Pioneers of What’s Possible
08 June 2018
Team Novo Nordisk CEO & Co-founder Phil Southerland
At Team Novo Nordisk, we’ve always embrace technology as means to enable our guys to be to be out there racing with with diabetes.
The things that we’re doing now mean the kids in the schoolyard living with diabetes have a hero.
It’s not just an individual racing with diabetes, it’s a full team.
We cannot fail because of diabetes. The technology exists to facilitate success.
Here I am now, I’ve got Freestyle Libre on my left arm, I’ve got a Medtronic 670G on my right arm. I’m testing out every new device and technology that exists to ultimately…if we can make it easier for the athletes to race with diabetes, we can take some of the mental burden off, then they can focus more on racing their bike and being athletes, and being professionals, not just professional athletes with diabetes.
Victory for one of our riders is victory for the 1.2 billion affected by diabetes on a daily basis. So we’re going to keep pushing the limits of technology, seeing how we can get the data straight to the SRM power meter that we use.
Insulin has been a staple in diabetes since 1922, when it was first injected in patients,1921 when it was invented.

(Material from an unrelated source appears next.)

PR #796, opened 2020-05-25
fix(rum): use single instance of apm across all packages

### LINKED ISSUE #791: bundle should not replace `elasticApm` if its present on window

Ten years ago, continuous monitoring came into the game, and a lot companies are investing there. Now, the biggest and brightest tech companies are coming into the world of diabetes. Apple, Google, Microsoft, just to name of few.
And then there’s all these cool little start-ups like Nutrino, who’s becoming a partner of ours. There’s Dexcom showing in their pipeline that they’ve got an M&M-sized CGM sensor that’s going to be an auto-calibrate. Take a screenshot of your food and then it can give predictive guidance on what your blood glucose can be, how much insulin you need to give, what to expect from outcome standpoint.
We’re such a rich dataset. 24 hours, seven days a week, everything that you do has an impact on your blood glucose. All the data we’ve used, it’s just been used to self improve. They next phase is for us is getting research studies done, so that we can educate the health care professionals so they can safely advocate exercise for their patients and give them quantifiable data on the true impact of it.
Exercise is the billion dollar drug that never gets prescribed- that makes life good.
There’s still a lot of people with diabetes who don’t know about us, and we have to race to the top to make sure the world does.